The ProcessResults() function allows the user to filter the results by FDR p-values (default set at 0.05) and by the absolute value difference of the gene-metabolite Spearman correlation (default set at 0.50) between the two groups. The output is a list of gene-metabolite pairs and gene-metabolite Spearman correlations for each of the two groups

myres <- IntLIM::ProcessResults(inputResults = myres, inputData = inputDatafilt, pvalcutoff = 0.10, diffcorr = 0.5)

## [1] "2721 gene-metabolite pairs found given cutoffs"

The CorrHeatmap() produces a clustered heatmap of the gene-metabolite Spearman correlations for each of these groups.

IntLIM::CorrHeatmap(myres)

Visualize and Export Results

A PlotGMPair() function allows the user to plot a chosen gene-metabolite association for selected groups. An example is shown below for DLG4 vs. (p-Hydroxyphenyl)lactic acid.

Plot a pair of interest:

IntLIM::PlotGMPair(inputDatafilt,stype="PBO_vs_Leukemia","DLG4","(p-Hydroxyphenyl)lactic acid")

Of note, plots are generated using Highcharter (http://jkunst.com/highcharter/) and Plotly (Sievert, et al.) (https://plot.ly), which enables interactive visualization, allowing users to promptly assess the effect of changing parameters on analysis results and accelerating discovery of phenotype-specific gene-metabolite pairs. This will greatly allow the workflow to be accessible to non-computational biologists.

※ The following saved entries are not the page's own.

PR #1185, opened 2023-12-15
refactor: update golang example to wasmtime 16

vados-cosmonic:
## Feature or Problem

With the fast-moving development of WebAssembly ecosystem, WASI, the Component Model, and WIT have seen many changes in the last couple months.

For example, The existing golang echo example in the repo was originally built when wit-bindgen version 0.13.1 was the most important version, and upstream wit-bindgen is now at 0.16.0. As wit-bindgen reflects releases of wasmtime and the ecosystem as a whole, there's been a lot of sales.

This commit updates the golang example echo actor to use the WIT and related generated bindings for newer versions of wasmtime 16 and related WIT definitions, including resources.


examples/golang/actors/http-echo-tinygo/main.go
```diff
@@ -2,6 +2,7 @@ package main
 
 import (
 	echo "echo/gen"
+	echo_types "echo/gen"
```
brooksmtownsend, line 5: do we need this and `echo` here?

brooksmtownsend (commented):
Just one thing that I think can be removed, LGTM

brooksmtownsend (approved):

examples/golang/actors/http-echo-tinygo/main.go
brooksmtownsend: Not a big blocker and can be easily removed

PR #1190, opened 2023-12-17
chore: add playwright

yordis:


.github/workflows/washboard.yml
```diff
@@ -2,8 +2,9 @@ name: washboard
 
 on:
   push:
-    paths: 
+    paths:
       - 'washboard-ui/**'
+      - '.tool-versions'
```
lachieh, line 7: I don't see a problem with this being at the root level but will want one of our @wasmCloud/org-maintainers to confirm.

lachieh (approved):

washboard-ui/playwright.config.ts
```diff
@@ -0,0 +1,30 @@
...
+
+const PORT = 5173;
+
+export default defineConfig({
+  testDir: './tests/playwright',
+  fullyParallel: true,
+  forbidOnly: !!process.env.CI,
+  retries: process.env.CI ? 2 : 0,
+  workers: process.env.CI ? 1 : undefined,
+  reporter: 'html',
```
lachieh, line 11: Actually, let's add the  github reporter in CI and switch to the list for local dev.

```suggestion
  reporter: process.env.CI ? [['github'], ['html']] : 'list',
```

lachieh (changes requested):

.github/workflows/washboard.yml
connorsmith256: Is there a downside to moving this under `washboard-ui`? I'd prefer not adding another file to the top level, if possible

.github/workflows/washboard.yml
```diff
@@ -49,6 +56,16 @@ jobs:
           name: washboard
           path: ./washboard-ui/washboard.tar.gz
 
+      - name: Upload Playwright Report
+        uses: actions/upload-artifact@v3
+        if: always()
```
connorsmith256, line 61: Nit: why use `if` if we always upload?

yordis: Because a failed test (therefore a job) will product artifacts that are useful for troubleshooting such as screenshot, videos, and so on.

connorsmith256: Ah, `always()` forces this step to run, even if a previous step (the tests) fails. Gotcha

connorsmith256 (approved):

lachieh (approved):
Wonderful!

PR #1194, opened 2023-12-18
refactor(examples): add type aliases, comments, update golang code

vados-cosmonic:
## Feature or Problem

This commit improves the readability of the golang echo actor in-tree WIT-powered example, adding type aliases and more comments explaining the code.


examples/golang/actors/http-echo-tinygo/main.go
```diff
@@ -1,26 +1,38 @@
 package main
 
 import (
-	echo "echo/gen"
-	echo_types "echo/gen"
 	"encoding/json"
 	"fmt"
+	echo "github.com/wasmcloud/wasmcloud/examples/golang/actors/echo/gen"
```
brooksmtownsend, line 6: nit: `golang/actors/http-echo-tinygo/gen` right?

brooksmtownsend (approved):
Very nice! Optional nit since I'm fairly sure it doesn't affect anything.

You got me thinking with that template... we might be able to do some smart things with file paths and wadm manifests 🤔

examples/golang/actors/http-echo-tinygo/main.go
vados-cosmonic: Ah yes! I need to change the module name too -- thanks.

vados-cosmonic: Fixed!

brooksmtownsend (approved):

PR #1217, opened 2023-12-21
feat(examples): add docker compose examples

connorsmith256:
This migrates the docker compose examples into the main repo. The contents are mostly the same as https://github.com/wasmcloud/examples/tree/main/docker, but with updated versions and a more detailed README

### DIFF
--- a/examples/docker/docker-compose-full.yml
+++ b/examples/docker/docker-compose-full.yml
@@ -1,0 +1,64 @@
+# This docker-compose file starts an entire wasmCloud ecosystem, including:
+#   a NATS server
+#   a local OCI registry
+#   grafana + tempo for tracing
+#   a wasmCloud host
+#   a WADM server for managing applications
+
+version: "3"
+services:
+  nats:
+    image: nats:2.10.7-alpine
+    ports:
+      - "4222:4222"
+      - "6222:6222"
+      - "8222:8222"
+    command: ["-js"]
+  registry:
+    image: registry:2.8
+    ports:
+      - "5000:5000"
+  grafana:
+    image: grafana/grafana:10.0.10
+    ports:
+      - 5050:3000
+    volumes:
+      - ./grafana-datasources.yaml:/etc/grafana/provisioning/datasources/datasources.yaml
+    environment:
+      - GF_AUTH_ANONYMOUS_ENABLED=true
+      - GF_AUTH_ANONYMOUS_ORG_ROLE=Admin
+      - GF_AUTH_DISABLE_LOGIN_FORM=true
+    depends_on:
+      - tempo
+  tempo:
+    image: grafana/tempo:2.3.1
+    command: ["-config.file=/etc/tempo.yaml"]
+    volumes:
+      - ./tempo.yaml:/etc/tempo.yaml
+    ports:
+      - 8000:8000 # tempo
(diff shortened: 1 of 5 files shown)


examples/docker/docker-compose-full.yml
```diff
@@ -0,0 +1,64 @@
...
+    environment:
+      RUST_LOG: debug,hyper=info,async_nats=info,oci_distribution=info,cranelift_codegen=warn
+      WASMCLOUD_LOG_LEVEL: debug
+      WASMCLOUD_RPC_HOST: nats
+      WASMCLOUD_CTL_HOST: nats
+      WASMCLOUD_OCI_ALLOWED_INSECURE: registry:5000
+      OTEL_TRACES_EXPORTER: otlp
+      OTEL_EXPORTER_OTLP_ENDPOINT: http://tempo:55681/v1/traces
+    ports:
+      - "8080-8089:8080-8089" # Allows exposing examples on ports 8080-8089
```
vados-cosmonic, line 57: Should we be more explicit about what it's using these ports? May not be clear that examples *running httpservers* are the most likely thing to use those ports.

vados-cosmonic (approved):
LGTM :rocket:

examples/docker/docker-compose-full.yml
connorsmith256: I raised an eyebrow at this too (and briefly got confused when I tried to link the HTTP server on port 1234 and requests failed)

What do you think we should do? Just improve the comment by clarifying these are for examples using the HTTP server? Widen the range? Something else?

t3hmrman: Yeah I think for now improving the comment is the easiest thing... We clearly don't want to expose *all* the ports.

Isn't the default for httpserver 8000? Maybe we should include that one too, though I know often examples use 8081. It might be reasonable to take 8000-8100 or something.

vados-cosmonic: Yeah I think for now improving the comment is the easiest thing... We clearly don't want to expose *all* the ports.

Isn't the default for httpserver 8000? Maybe we should include that one too, though I know often examples use 8081. It might be reasonable to take 8000-8100 or something.

connorsmith256: Yeah the default is 8000. 8000-8100 sounds good to me 👍

examples/docker/docker-compose-full.yml
```diff
@@ -0,0 +1,64 @@
...
+    ports:
+      - 8000:8000 # tempo
+      - 55681:55681 # otlp http
+
+  wasmcloud:
+    depends_on:
+      - "nats"
+      - "grafana"
+      - "tempo"
+    image: wasmcloud/wasmcloud:0.81.0-rc1 # TODO(nomerge!): update back to latest
```
brooksmtownsend, line 47: No merge? 😄 
```suggestion
    image: wasmcloud/wasmcloud:latest
```

brooksmtownsend (changes requested):

examples/docker/docker-compose-full.yml
connorsmith256: Yep! I'm waiting :)

brooksmtownsend (approved):

PR #1223, opened 2023-12-21
feat(wash-cli): prefix absolute path references with file://

connorsmith256:
A few users have been confused trying to run commands like `wash start actor /path/to/file` and seeing an error (from the host). The `file://` scheme is rough devX, so instead, if wash can detect the reference is an absolute file path (i.e. it starts with a `/`), wash can simply prefix the reference for the user

### DIFF
--- a/crates/wash-lib/src/cli/start.rs
+++ b/crates/wash-lib/src/cli/start.rs
@@ -79,24 +79,27 @@ pub async fn handle_start_actor(cmd: StartActorCommand) -> Result<CommandOutput>
         .into_ctl_client(Some(cmd.auction_timeout_ms))
         .await?;
 
+    let actor_ref = if cmd.actor_ref.starts_with('/') {
+        format!("file://{}", &cmd.actor_ref) // prefix with file:// if it's an absolute path
+    } else {
+        cmd.actor_ref.to_string()
+    };
+
     let host = match cmd.host_id {
         Some(host) => find_host_id(&host, &client).await?.0,
         None => {
             let suitable_hosts = client
                 .perform_actor_auction(
-                    &cmd.actor_ref,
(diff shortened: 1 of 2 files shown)


vados-cosmonic (commented):
Changes look good to me, but test is failing, is it related? A flake? We shouldn't (tm) have any more flakes in the wash tests

connorsmith256:
@vados-cosmonic looks like @rvolosatovs reran the job and it passed, so it does look like a flake

vados-cosmonic:
Did you happen to get the error report? I'm trying to find the failed run, but I can't find it, I can only see [the successful run](https://github.com/wasmCloud/wasmCloud/actions/runs/7293737899) now.

Approving but wanted to know if that failure was an actual test failure or some other infra ephemeral failure

vados-cosmonic (approved):

crates/wash-lib/src/cli/start.rs
```diff
@@ -79,24 +79,27 @@ pub async fn handle_start_actor(cmd: StartActorCommand) -> Result<CommandOutput>
         .into_ctl_client(Some(cmd.auction_timeout_ms))
         .await?;
 
+    let actor_ref = if cmd.actor_ref.starts_with('/') {
+        format!("file://{}", &cmd.actor_ref) // prefix with file:// if it's an absolute path
+    } else {
+        cmd.actor_ref.to_string()
+    };
```
brooksmtownsend, line 86: Just a note for something I considered for other reviewers, this is a better check than checking to see if the ref is an absolute path on the system as wash could be starting the actor from a path on a different machine 👍🏻

brooksmtownsend (commented):
Love it 👍🏻

Issue #1241, opened 2023-12-26
[BUG] echo-tinygo template broken due to preview1-triggered wit generation


rvolosatovs:
**Describe the bug**
Wash integration tests fail in CI

**To Reproduce**
1. https://github.com/wasmCloud/wasmCloud/actions/runs/7325077061 this seems to be the first occurrence

**Expected behavior**
Success

**Additional context**
It seems pretty clear, that these tests are nondeterministic, so I doubt this is the last time they will break. Is there a reason we cannot avoid relying on fetching from external sources in these tests?

brooksmtownsend:
I believe @vados-cosmonic did a good bit of work to make these deterministic, the issue here of
```
missing `wit_world` in wasmcloud.toml ([actor] section) to run go bindgen generate
```

seems like something we can fix 🤔

vados-cosmonic:
Yeah I don't think this issue actually reflects the failure that was found (and linked), slightly more information around that line that you found, Brooks:

```
 missing `wit_world` in wasmcloud.toml ([actor] section) to run go bindgen generate
thread 'integration_build_tinygo_actor_unsigned' panicked at crates/wash-cli/tests/wash_build.rs:304:5:
assertion failed: status.success()
note: run with `RUST_BACKTRACE=1` environment variable to display a backtrace
```

So after doing some digging it looks like this is the confluence of a couple things:

- `wash` attempts to perform bindgen on preview1 *or* preview2 components
- the `echo-tinygo` example has a `wash_target` of `wasm32-wasi-preview1`
- the `echo-tinygo` component uses absolutely no component-relevant machinery

Building preview1 or preview2 does not technically mean that WIT is involved, so there's a mismatch there -- but we want to be WIT-first so I'm not sure if that check should be changed. 

The template builds just fine if we *remove* `wasm_target` (so it defaults to `CoreModule` (i.e. `wasm32-unknown-unknown`) which builds and is usable from the host just fine.

There are a few ways we can fix this, but I'm thinking of two things:

**At the `wash` level** we can update the check to at least make sure there *is* a `wit` directory at all (i.e. the project should be built using bindgen). We currently don't expect/let people change the directory where WIT is specified (it could technically be another dir) so that should at least indicate that 

**At the templates level** we should remove that setting ASAP until `wash` is released with the fix, so we don't break current users.

brooksmtownsend:
Fairly sure we fixed this right @vados-cosmonic ?

[...]

PR #1246, opened 2023-12-27
fix(wash): only generate tinygo when wit-dir present

vados-cosmonic:
## Feature or Problem

Golang projects built by wash which have
`wasm32-wasi-preview1` set as their `wasm_target` (in `wasmcloud.toml`) fail to build due to go
bindgen (i.e. `wit-bindgen-go`) being run on them.

While the wasmcloud ecosystem is WIT-first, it is possible to build preview1/preview2 components *without* WIT (i.e. with the legacy Smithy ecosystem), and projects that are built in that way should not have bindgen run on them.

This commit improves the check to use `wit_world` to determine whether to run go-based bindgen

## Related Issues

https://github.com/wasmCloud/wasmCloud/issues/1241

## Release Information

next

## Consumer Impact

templates built with tinygo that are using legacy smithy interfaces will build when using `wasm_target = "wasm32-wasi-preview1"`)

### Acceptance or Integration

There's a test that caught this failure -- `integration_build_tinygo_actor_unsigned`

### Manual Verification

Verified manually

### DIFF
--- a/crates/wash-lib/src/build.rs
+++ b/crates/wash-lib/src/build.rs
@@ -315,7 +315,14 @@ fn build_tinygo_actor(
     }
 
     // Generate wit-bindgen code for Golang actors which are components-first
-    if let WasmTarget::WasiPreview1 | WasmTarget::WasiPreview2 = &actor_config.wasm_target {
+    //
+    // Running wit-bindgen via go generate is only for WIT-enabled projects, so we must limit
+    // to only projects that have their WIT defined in the expected top level wit directory
+    //
+    // While wasmcloud and it's tooling is WIT-first, it is possible to build preview1/preview2
+    // components that are *not* WIT enabled. To determine whether the project is WIT-enabled
+    // we check for the `wit` directory which would be passed through to bindgen.
+    if actor_config.wit_world.is_some() {
         generate_tinygo_bindgen(
             &output_dir,
             common_config.path.join("wit"),
@@ -323,7 +330,7 @@ fn build_tinygo_actor(
                 "missing `wit_world` in wasmcloud.toml ([actor] section) to run go bindgen generate",
             )?,
         )
-            .context("generating golang bindgen code failed")?;
+                .context("generating golang bindgen code failed")?;
     }
 
     let result = command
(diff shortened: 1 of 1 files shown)


crates/wash-lib/src/build.rs
```diff
@@ -315,15 +316,25 @@ fn build_tinygo_actor(
...
-    if let WasmTarget::WasiPreview1 | WasmTarget::WasiPreview2 = &actor_config.wasm_target {
+    //
+    // Running wit-bindgen via go generate is only for WIT-enabled projects, so we must limit
+    // to only projects that have their WIT defined in the expected top level wit directory
+    //
+    // While wasmcloud and it's tooling is WIT-first, it is possible to build preview1/preview2
+    // components that are *not* WIT enabled. To determine whether the project is WIT-enabled
+    // we check for the `wit` directory which would be passed through to bindgen.
+    let wit_dir = common_config.path.join("wit");
+    if let (WasmTarget::WasiPreview1 | WasmTarget::WasiPreview2, true) =
```
thomastaylor312, line 327: We should probably print out a warning if they have the wasm target set but the wit is _not_ there. It would help users that put that in, then find out they aren't building a component

thomastaylor312 (changes requested):
One minor addition here around UX

crates/wash-lib/src/build.rs
vados-cosmonic: The problem is that it's possible to build a component that isn't WIT-based, it's just that we expect components be WIT based right now. 

Rather than do this, what I'll do is key off of `wit_world`.

vados-cosmonic: To address the possibility of the wit dir being missing I'll ad a specific error message for that (can't do a warning, since this is `wash-lib`)

crates/wash-lib/src/build.rs
```diff
@@ -315,15 +315,22 @@ fn build_tinygo_actor(
     }
 
     // Generate wit-bindgen code for Golang actors which are components-first
-    if let WasmTarget::WasiPreview1 | WasmTarget::WasiPreview2 = &actor_config.wasm_target {
+    //
+    // Running wit-bindgen via go generate is only for WIT-enabled projects, so we must limit
+    // to only projects that have their WIT defined in the expected top level wit directory
+    //
+    // While wasmcloud and it's tooling is WIT-first, it is possible to build preview1/preview2
```
connorsmith256, line 322: Supernit typo:
```suggestion
    // While wasmcloud and its tooling is WIT-first, it is possible to build preview1/preview2
```

connorsmith256 (approved):

thomastaylor312 (approved):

The OutputData() and OutputResults() function allows the users to output the data and results of the analyses into zipped CSV files.

Lastly, various writing functions are implemented. The OutputData() and OutputResults() function allows the users to output the data and results of the analyses into zipped CSV files.

IntLIM::OutputData(inputData=inputDatafilt,filename="~/FilteredData.zip")
OutputResults(inputResults=myres,filename="~/MyResults.csv")

ShinyApp User Interface

A Shiny App embedded in the package provides a user friendly interface for running IntLim (https://shiny.rstudio.com). This can be run by calling runIntLIMApp() below.

    runIntLIMApp()

References

Siddiqui JK, Baskin E, Liu M, Cantemir-Stone CZ, Zhang B, Bonneville R, McElroy JP, Coombes KR, Mathé EA. IntLIM: integration using linear models of metabolomics and gene expression data. BMC bioinformatics. 2018 Dec;19(1):81.

Hernandez-Ferrer, C., et al. MultiDataSet: an R package for encapsulating multiple data sets with application to omic data integration. BMC bioinformatics 2017;18(1):36.

Sievert, C., et al. plotly: Create Interactive Web Graphics via’plotly. js’. 2016. R package version 3.6. 0. In.

Wickham, H. and Chang, W. devtools: Tools to make developing R code easier. R package version 2015;1(0).